What the task requires: Your answer should consist only of the lines below from the one with "guillaumeautran: Not sure" through the one with "mikepurvis: Empy is", copied exactly.

Stored items:
Issue #57, opened 2017-03-09
`rosdiagnostic echo` command line


guillaumeautran:
Viewing aggregated diagnostics can be done using  rqt_robot_monitor application. This is great but requires launching RQT in a Xwindows session. Instead, the `rosdiagnostic` command very quickly let you visualize the active diagnostic on any robot without requiring heavy duty Xwindow library.

mikepurvis:
Closed via #58.

PR #58, opened 2017-03-09
Created a command to print rosdiagnostics to the console.

guillaumeautran:
Works very much like rostopic echo but instead automatically connects to the aggregated diagnostics and output in a friendly format the content of the diagnostic report.

Issue: https://github.com/ros/diagnostics/issues/57

---
This change is [Reviewable](https://reviewable.io/reviews/ros/diagnostics/58)

### DIFF
--- a/.gitignore
+++ b/.gitignore
@@ -2,4 +2,5 @@
 *.project
 *.cproject
 *.pydevproject
+*~ 
 
--- a/rosdiagnostic/CMakeLists.txt
+++ b/rosdiagnostic/CMakeLists.txt
@@ -1,0 +1,9 @@
+cmake_minimum_required(VERSION 2.8.3)
+project(rosdiagnostic)
+
+find_package(catkin REQUIRED)
+
+catkin_package()
+
+catkin_python_setup()
+
--- a/rosdiagnostic/package.xml
+++ b/rosdiagnostic/package.xml
@@ -1,0 +1,15 @@
+<?xml version="1.0"?>
+<package format="2">
+  <name>rosdiagnostic</name>
+  <version>1.8.10</version>
+  <description>Command to print aggregated diagnostic contents to the command line</description>
+
+  <author email="gautran@clearpath.ai">Guillaume Autran</author>
+  <maintainer email="gautran@clearpath.ai">Guillaume Autran</maintainer>
+  <license>BSD</license>
+
+  <buildtool_depend>catkin</buildtool_depend>
+  <exec_depend>rospy</exec_depend>
+  <exec_depend>diagnostic_msgs</exec_depend>
+
+</package>
--- a/rosdiagnostic/src/rosdiagnostic/rosdiagnostic.py
+++ b/rosdiagnostic/src/rosdiagnostic/rosdiagnostic.py
@@ -1,0 +1,187 @@
+#!/usr/bin/env python
+# Software License Agreement (BSD License)
+#
+# Copyright (c) 2017, Clearpath Inc.
+# All rights reserved.
+#
+# Redistribution and use in source and binary forms, with or without
+# modification, are permitted provided that the following conditions
+# are met:
+#
+#  * Redistributions of source code must retain the above copyright
+#    notice, this list of conditions and the following disclaimer.
+#  * Redistributions in binary form must reproduce the above
+#    copyright notice, this list of conditions and the following
+#    disclaimer in the documentation and/or other materials provided
+#    with the distribution.
+#  * Neither the name of Willow Garage, Inc. nor the names of its
+#    contributors may be used to endorse or promote products derived
+#    from this software without specific prior written permission.
+#
+# THIS SOFTWARE IS PROVIDED BY THE COPYRIGHT HOLDERS AND CONTRIBUTORS
+# "AS IS" AND ANY EXPRESS OR IMPLIED WARRANTIES, INCLUDING, BUT NOT
+# LIMITED TO, THE IMPLIED WARRANTIES OF MERCHANTABILITY AND FITNESS
+# FOR A PARTICULAR PURPOSE ARE DISCLAIMED. IN NO EVENT SHALL THE
+# COPYRIGHT OWNER OR CONTRIBUTORS BE LIABLE FOR ANY DIRECT, INDIRECT,
+# INCIDENTAL, SPECIAL, EXEMPLARY, OR CONSEQUENTIAL DAMAGES (INCLUDING,
+# BUT NOT LIMITED TO, PROCUREMENT OF SUBSTITUTE GOODS OR SERVICES;
+# LOSS OF USE, DATA, OR PROFITS; OR BUSINESS INTERRUPTION) HOWEVER
+# CAUSED AND ON ANY THEORY OF LIABILITY, WHETHER IN CONTRACT, STRICT
+# LIABILITY, OR TORT (INCLUDING NEGLIGENCE OR OTHERWISE) ARISING IN
+# ANY WAY OUT OF THE USE OF THIS SOFTWARE, EVEN IF ADVISED OF THE
+# POSSIBILITY OF SUCH DAMAGE.
+import argparse
+import os
+import re
+import rosgraph
+import rospy
+import socket
+import sys
+
+from datetime import datetime
+from dateutil.tz import tzlocal
+from diagnostic_msgs.msg import DiagnosticArray, DiagnosticStatus
+
+
+class ROSTopicException(Exception):
+    """
+    Base exception class of related errors
+    """
+    pass
+
+
+class ROSTopicIOException(ROSTopicException):
+    """
+    Errors related to network I/O failures
+    """
+    pass
+
+
+def _check_master():
+    """
+    Make sure that master is available
+    :raises: :exc:`ROSTopicException` If unable to successfully communicate with master
+    """
+    try:
+        rosgraph.Master('/rostopic').getPid()
+    except socket.error:
+        raise ROSTopicIOException("Unable to communicate with master!")
+
+
+class RosDiagnostics(object):
+
+    DIAG_MSG_LVL_STR_NOCOLOR = {
+        DiagnosticStatus.OK:    ' OK  ',
+        DiagnosticStatus.WARN:  'WARN ',
+        DiagnosticStatus.ERROR: 'ERROR',
+        DiagnosticStatus.STALE: 'STALE',
+    }
+
+    DIAG_MSG_LVL_STR_COLOR = {
+        DiagnosticStatus.OK:    '\033[92m OK  \033[0m',
+        DiagnosticStatus.WARN:  '\033[93mWARN \033[0m',
+        DiagnosticStatus.ERROR: '\033[91mERROR\033[0m',
+        DiagnosticStatus.STALE: '\033[94mSTALE\033[0m',
+    }
+
+    def __init__(self, options):
+        self._lvl_strings_map = self.DIAG_MSG_LVL_STR_NOCOLOR if options.nocolor else self.DIAG_MSG_LVL_STR_COLOR
+        self._options = options
+        rospy.Subscriber(options.topic, DiagnosticArray, self._diag_callback, queue_size=1)
+
+    def _get_ns(self, name):
+        # Split namespace by slashes, return the base namespace.
+        return '/'.join(name.split('/')[:-1])
+
+    def _get_non_leaf_statuses(self, statuses):
+        return [self._get_ns(s.name) for s in statuses]
+
+    def _get_leaf_statuses(self, statuses):
+        parent_namespaces = self._get_non_leaf_statuses(statuses)
+        return [s for s in statuses if s.name not in parent_namespaces]
+
+    def _print_begin_banner(self, msg):
+        if not self._options.follow:
+            dt = datetime.fromtimestamp(msg.header.stamp.to_sec(), tzlocal())
+            print('=====================================================================')
+            print('Diagnostics generated on: {}'.format(dt))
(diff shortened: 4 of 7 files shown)


rosdiagnostic/package.xml
```diff
@@ -0,0 +1,16 @@
...
+  <name>rosdiagnostic</name>
+  <version>1.8.10</version>
+  <description>The rosdiagnostic package</description>
+
+  <author email="gautran@clearpath.ai">Guillaume Autran</author>
+  <maintainer email="gautran@clearpath.ai">Guillaume Autran</maintainer>
+  <license>BSD</license>
+
+  <buildtool_depend>catkin</buildtool_depend>
+  <exec_depend>rospy</exec_depend>
```
mikepurvis, line 12: Depend on the messages you need.

Also drop the `<export>` element; not needed.

And fill in a proper description, please.

rosdiagnostic/src/rosdiagnostic/rosdiagnostic.py
```diff
@@ -0,0 +1,234 @@
...
+    Make sure that master is available
+    :raises: :exc:`ROSTopicException` If unable to successfully communicate with master
+    """
+    try:
+        rosgraph.Master('/rostopic').getPid()
+    except socket.error:
+        raise ROSTopicIOException("Unable to communicate with master!")
+
+
+class CprRosDiagnostics(object):
```
mikepurvis: Rename?

rosdiagnostic/src/rosdiagnostic/rosdiagnostic.py
```diff
@@ -0,0 +1,234 @@
...
+    Base exception class of rostopic-related errors
+    """
+    pass
+
+
+class ROSTopicIOException(ROSTopicException):
+    """
+    rostopic errors related to network I/O failures
+    """
+    pass
```
mikepurvis: Change these exception names/descriptions?

rosdiagnostic/src/rosdiagnostic/rosdiagnostic.py
```diff
@@ -0,0 +1,234 @@
...
+
+    def _get_leaf_statuses(self, statuses):
+        parent_namespaces = self._get_non_leaf_statuses(statuses)
+        return [s for s in statuses if s.name not in parent_namespaces]
+
+    def _print_begin_banner(self, msg):
+        dt = datetime.fromtimestamp(msg.header.stamp.to_sec(), tzlocal())
+        print('=====================================================================')
+        print('Diagnostic generated on: {}'.format(dt))
+        print('---------------------------------------------------------------------')
```
mikepurvis: This is okay, but another possibility is using empy templates for this kind of thing.

mikepurvis:
This is an upstreaming of a tool we've been using internally at Clearpath for several months and has been really great. Example invocation:

```
$ cpr_rosdiagnostics 
=====================================================================
Diagnostic generated on: 2017-03-09 20:07:57.865806+00:00
---------------------------------------------------------------------
[ ERROR ] /Lidar/xxxxxxx_node: Hardware Status - Abnormal status: Sensor is initializing.
[ WARN  ] /Computer/Bundle Version - Updated bundle available.
[ WARN  ] /Computer/CPU Hogs - CPU hogs Warning: ['camera_nodelet_manager']
[ WARN  ] /Computer/Robot Environment - Robot environment variables not set
=====================================================================
```

Or, to include statuses which are okay:

```
$ cpr_rosdiagnostics  -l0
=====================================================================
Diagnostic generated on: 2017-03-09 20:09:07.863433+00:00
---------------------------------------------------------------------
[ ERROR ] /Computer/CPU Hogs - CPU hogs Error: ['camera_nodelet_manager']
[ ERROR ] /Lidar/xxxxxxx_node: Hardware Status - Abnormal status: Sensor is initializing.
[ WARN  ] /Computer/Bundle Version - Updated bundle available.
[ WARN  ] /Computer/Robot Environment - Robot environment variables not set
[  OK   ] /Computer/CPU Usage - CPU Usage OK
[  OK   ] /Computer/Disk IO - Disk IO OK
[  OK   ] /Computer/Load Average - Load Average OK
```

Big 👍 from me.

mikepurvis (changes requested):

rosdiagnostic/src/rosdiagnostic/rosdiagnostic.py
guillaumeautran: Not sure to understand what you mean by an empty template. Can you please explain?

rosdiagnostic/package.xml
guillaumeautran: Done.

rosdiagnostic/src/rosdiagnostic/rosdiagnostic.py
guillaumeautran: Lightly reworded...

rosdiagnostic/src/rosdiagnostic/rosdiagnostic.py
guillaumeautran: Renamed.

rosdiagnostic/src/rosdiagnostic/rosdiagnostic.py
mikepurvis: Empy is a templating scheme used in a bunch of core ROS stuff. Simple example:

https://github.com/mikepurvis/catkin_tools_python/blob/aeceac7c4bdeb5577e02c749b81a4c1a97e59bfc/catkin_tools_python/create_python_package_xmls.py#L21-L37

rosdiagnostic/.gitignore
```diff
@@ -0,0 +1 @@
+*~
```
mikepurvis: Drop this file— if you like, add this pattern to the one in the repo root.

rosdiagnostic/CMakeLists.txt
```diff
@@ -0,0 +1,13 @@
...
+find_package(catkin REQUIRED COMPONENTS)
+
+catkin_package()
+
+catkin_python_setup()
+
+install(PROGRAMS
+  scripts/rosdiagnostic
+  DESTINATION ${CATKIN_PACKAGE_BIN_DESTINATION}
+)
```
mikepurvis: Newline please, and you can drop `COMPONENTS` from `find_package` above, since you haven't got any.

mikepurvis: Also, you should test this locally (`catkin_make install; find install`), but I don't think you need to separately install the script— that's already covered by the `scripts` arg in `setup.py`.

rosdiagnostic/src/rosdiagnostic/rosdiagnostic.py
```diff
@@ -0,0 +1,234 @@
...
+                try:
+                    root = ElementTree(None, package_manifest)
+                    version = root.findtext('version')
+                except Exception:
+                    pass
+        except rospkg.ResourceNotFound:
+            version = '(unknown)'
+
+    print("{} {}".format(prog, version))
+    return version
```
mikepurvis: I know you've just copied this over from [rosversion](https://github.com/ros-infrastructure/rospkg/blob/master/scripts/rosversion), but it's a lot of logic for what it does. IMO not worth it— none of the other standard rosxxxxx tools do this, so the expectation of a user would be that if they want to know what version this tool is, they would do `rosversion rosdiagnostic` same as they would do `rosversion rostopic`.

rosdiagnostic/src/rosdiagnostic/rosdiagnostic.py
```diff
@@ -0,0 +1,234 @@
...
+        if self._options.min_level <= diag.level:
+            print('[ {} ] {} - {}'.format(self._lvl_strings_map[diag.level], diag.name, diag.message))
+            if self._options.detail:
+                print('    hardware_id: {}'.format(diag.hardware_id))
+                for kv in diag.values:
+                    print('    - {}: {}'.format(kv.key, kv.value))
+
+
+def _rosdiagnostic_cmd_echo(argv):
+    parser = argparse.ArgumentParser(description='CPR ROS Diagnostics')
```
trainman419: I think the description here should be `ROS Diagnostics` or `ROS Diagnostic Viewer` now that this is going to be an upstream tool.

rosdiagnostic/src/rosdiagnostic/rosdiagnostic.py
```diff
@@ -0,0 +1,234 @@
...
+        elif command == 'version':
+            _rosdiagnostic_cmd_version('rosdiagnostic')
+        else:
+            _fullusage()
+    except socket.error:
+        sys.stderr.write("Network communication failed. Most likely failed to communicate with master.\n")
+        sys.exit(1)
+    except rosbag.ROSBagException as e:
+        sys.stderr.write("ERROR: unable to use bag file: %s\n" % str(e))
+        sys.exit(1)
```
trainman419: This catch for rosbag exceptions seems unnecessary; I don't see `rosbag` used anywhere else in this module, or any command-line arguments for specifying a bag file.

trainman419:
A few comments, but overall this looks like a great little debug and analysis tool.

rosdiagnostic/.gitignore
guillaumeautran: Done.

rosdiagnostic/src/rosdiagnostic/rosdiagnostic.py
guillaumeautran: Ok, will drop this whole part.

rosdiagnostic/src/rosdiagnostic/rosdiagnostic.py
guillaumeautran: I missed this. thanks for pointing it out. 
Changed to 'ROS Diagnostic Viewer'

rosdiagnostic/src/rosdiagnostic/rosdiagnostic.py
guillaumeautran: Removed.

guillaumeautran:
Build passed and all comment have been addressed (please verify).

.gitignore
```diff
@@ -2,4 +2,5 @@
 *.project
 *.cproject
 *.pydevproject
+*~
```
guillaumeautran, line 5: Note, this is for Emacs backup files...

guillaumeautran:
@trainman419 When do you think this can be merged?

mikepurvis:
Someone will need to do a tag/release of this package for [ROS Lunar](http://repositories.ros.org/status_page/ros_lunar_default.html) in the coming weeks regardless, so hopefully it will be merged as part of that release process.

trainman419:
Sorry; I missed the notification that this had been updated. I have a very busy day today but I'll take a look at this over the weekend.

rosdiagnostic/src/rosdiagnostic/rosdiagnostic.py
```diff
@@ -0,0 +1,200 @@
...
+        argv = sys.argv
+    # filter out remapping arguments in case we are being invoked via roslaunch
+    argv = rospy.myargv(argv)
+
+    # process argv
+    if len(argv) == 1:
+        _fullusage()
+    try:
+        command = argv[1]
+        if command == 'echo':
```
trainman419: Now that there's only one command, this seems like unnecessary typing.

I think this would be more compact and easier to use if the functionality of `_fullusage` was integrated into the ArgumentParser instance and all of the logic for switching commands was removed.

trainman419:
I'll do a release for Lunar once this is merged and geometry is released, and since this is backwards-compatible, this will probably go into previous releases too.

rosdiagnostic/src/rosdiagnostic/rosdiagnostic.py
guillaumeautran: The intention was to remain similar to the other rosXXX commands (rostopic, rosnode, etc)
I can simplify this part and make it different from the other commands, no problem.

mikepurvis: Having the verb structure is nice for future expandability. I guess the question is what would some other verbs on a tool like this be?

guillaumeautran: That was my reasoning, But at the same time, I cannot think of any other commands there. `list`, `info` don't seem applicable in this case. 
`rosdiagnostic pub <diagnostics to publish for testing>` might be of value to validate the diagnostic aggregator configuration. Yet again, not sure...

mikepurvis: Maybe there are flags of the current `echo` implementation that would be more logical as separate verbs, eg:

- `list` - List all diagnostics by name, with optional filtering, etc.
- `echo` (or `show`?) - Show key/values on just one report, by name.
- `watch` (or `notify`?) - Follow the diagnostics topic, but only echo to the console on level changes.

guillaumeautran: Not a bad idea. I would be a bit concerned about functionality duplication as there is very little differences between `list` + filter and `echo`. 
Anyway, after an offline chat, we will keep it simple now and can always expand the command later.

One change that I do want to make is to replace the `--namespace NAMESPACE` switch to a `--topic TOPIC` switch where one can specify the exact topic name the diagnostic can come from. That way, it will be possible to read diag from the `/diagnostics_agg` as well as `/diagnostics` topic. 

@trainman419 any other thoughts?

guillaumeautran:
I've updated this pull request with all the latest changes requested.

trainman419:
Looks good! Thanks.

PR #60, opened 2017-04-05
make rostest in CMakeLists optional (ros/rosdistro#3010)

bulwahn:


mikepurvis:
LGTM. A logical companion to this change would be bumping the package.xml files to version 2 and moving rostest to be a `test_depend`.

PR #61, opened 2017-04-10
Remove warning for missing queue size specification

familiarquark:
PR to remove the warning due to missing queue size. 
Added a default value of 10 as this is diagnostics and would help not to lose info. Please let me know if this would cause issues with backward compatibility in any way.


mikepurvis:
👍

trainman419:
Looks great! Thanks!

PR #63, opened 2017-04-11
feat(common_diagnostics): Added CPU percentage monitor

reinzor:
CPU monitor that outputs the average CPU percentage and a percentage per
CPU. The user can specify the warning CPU percentage. When one CPU exceeds
this percentage, the diagnostics status is set to WARN.


trainman419:
This looks very useful!

I'd like to see tests to go with this. At a minimum, a small node that verifies that uses the relevant parts of the psutil API to make sure that it returns sane data, and a test that mocks out psutil and validates that the warning thresholds work as desired.

Once this merges, we should also update the diagnostics_common_diagnostics wiki page to document the new node.

reinzor:
ping

reinzor:
ping

trainman419:
Sorry it has taken me a while to get back to this; I'm having a difficult time understanding how your tests work.

diagnostic_common_diagnostics/test/test_cpu_monitor.py
```diff
@@ -0,0 +1,102 @@
...
+
+PKG = 'diagnostics_common_diagnostics'
+NAME = 'test_cpu_monitor'
+if __name__ == '__main__':
+    parser = ArgumentParser()
+    parser.add_argument('--mock', action="store_true", default=False)
+    parser.add_argument('--percentage', default=50, type=int)
+    args = parser.parse_known_args()[0]
+
+    if args.mock:
```
trainman419: Instead of having a --mock option to this program and having it do completely different things (and then seeing it used as both the node under test and the test driver), it would be much more readable if this functionality was split into two separate ROS nodes

reinzor: I do agree, just updated the PR

trainman419: Looks good! Now that the PSUtilMock is in cpu_monitor_psutil_mock.py , it doesn't look like it's needed in this file any more. If that's the case, please remove it (and the --mock argument) from here.

reinzor: Forgot to remove this from the test file, should be removed now. Thanks for paying attention :+1:

diagnostic_common_diagnostics/CMakeLists.txt
```diff
@@ -10,6 +10,15 @@ catkin_package()
...
+if(CATKIN_ENABLE_TESTING)
+  find_package(rostest REQUIRED)
+
+  # Test CPU Monitor
+  add_rostest(test/launch/test_cpu_monitor.launch)
+  add_rostest(test/launch/test_cpu_monitor_level_ok.launch)
+  add_rostest(test/launch/test_cpu_monitor_level_warn.launch)
+endif()
+
 install(PROGRAMS
```
trainman419, line 22: Should add cpu_monitor.py to the install list here so that it gets included in debs.

reinzor: Added

PR #70, opened 2017-12-12
feat(common_diagnostics): Added GPU monitor

rsmallegoor:
Added a GPU monitor that provides the GPU and memory load percentages and the percentage of used memory. Warning thresholds for each value may be specified.

### DIFF
--- a/diagnostic_common_diagnostics/CMakeLists.txt
+++ b/diagnostic_common_diagnostics/CMakeLists.txt
@@ -21,6 +21,7 @@ endif()
 
 install(PROGRAMS
   src/diagnostic_common_diagnostics/cpu_monitor.py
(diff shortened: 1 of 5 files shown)


rsmallegoor:
Fix for the failing check: [PR](https://github.com/ros/rosdistro/pull/16579)

tfoote (changes requested):
Note that this dependency is pip only which means that this would not be releasable into debian packages anymore which is a requirement for a package at this low of a level.

This might make more sense as a standalone package available for people using nvidia GPUs to install from source instead of being in the default diagnostics repository since this is only useful for nvidia users as well.

rsmallegoor:
@tfoote Thank you for your advice. Now that I understand the limitations I've decided to create a standalone package. I will make it available as soon as it is finished.

PR #72, opened 2018-01-30
adapt to new xmlrpcpp header location

mikaelarguedas:
Without this `diagnostic_aggregator` fails to compile from source using `catkin build` or `catkin_make_isolated --merge`.

Note that this is applicable only to kinetic and later at the moment. A request for having the same header location for all distros has been submitted [here](https://github.com/ros/ros_comm/issues/1315)

### DIFF
--- a/diagnostic_aggregator/include/diagnostic_aggregator/aggregator.h
+++ b/diagnostic_aggregator/include/diagnostic_aggregator/aggregator.h
@@ -51,7 +51,7 @@
 #include <diagnostic_msgs/DiagnosticStatus.h>
 #include <diagnostic_msgs/KeyValue.h>
 #include <diagnostic_msgs/AddDiagnostics.h>
-#include "XmlRpcValue.h"
+#include "xmlrpcpp/XmlRpcValue.h"
 #include "diagnostic_aggregator/analyzer.h"
 #include "diagnostic_aggregator/analyzer_group.h"
 #include "diagnostic_aggregator/status_item.h"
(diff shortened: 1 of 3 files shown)


trainman419:
This breaks the indigo build and I'm not interested in maintaining a separate fork of this package just for experimental build tools.

This probably isn't the only package that is affected by this, and it seems like something that should be fixed in xmprpcpp. It looks like xmlrpcpp already has some extra cmake files that attempt to address this: https://github.com/ros/ros_comm/blob/lunar-devel/utilities/xmlrpcpp/cmake/xmlrpcpp-extras.cmake.develspace.in . It seems like it shouldn't be hard to make those build files work properly in `catkin build` and `catkin_make_isolated --merged`

gavanderhoorn:
@mikaelarguedas: wasn't https://github.com/ros/ros_comm/pull/1261 supposed to fix this?

I believe I ran into this issue in https://github.com/ros/ros_comm/pull/962, and @dirk-thomas fixed the cmake extras file for that.

mikaelarguedas:
It looks like the follow-up PR I was referring to just got released in Lunar that solves the compilation issue. It will be backported to kinetic so this should start building again soon. so no need to change the include statements here :+1: 

> I believe I ran into this issue in ros/ros_comm#962, and dirk-thomas fixed the cmake extras file for that.

Indeed the issue has been fixed upstream, it was just not released yet and I didn't look closely that the install from source instructions defaulted to getting the code from the release repos and not the source repo.

Thanks you both for your feedback

PR #75, opened 2018-02-06
Fixing travis build

LoyVanBeek:
This uses the travis-CI template from https://github.com/felixduvallet/ros-travis-integration

It runs OK but it finds that one test fails?


trainman419:
This seems to be making a lot of unnecessary changes, and that makes it difficult to review.

I'm going to try to figure out which of these changes are necessary and make only those changes, rather than rewriting the entire CI file.

trainman419:
Fixed in #76 with a two-line change.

Result of this exercise:
guillaumeautran: Not sure to understand what you mean by an empty template. Can you please explain?

rosdiagnostic/package.xml
guillaumeautran: Done.

rosdiagnostic/src/rosdiagnostic/rosdiagnostic.py
guillaumeautran: Lightly reworded...

rosdiagnostic/src/rosdiagnostic/rosdiagnostic.py
guillaumeautran: Renamed.

rosdiagnostic/src/rosdiagnostic/rosdiagnostic.py
mikepurvis: Empy is a templating scheme used in a bunch of core ROS stuff. Simple example:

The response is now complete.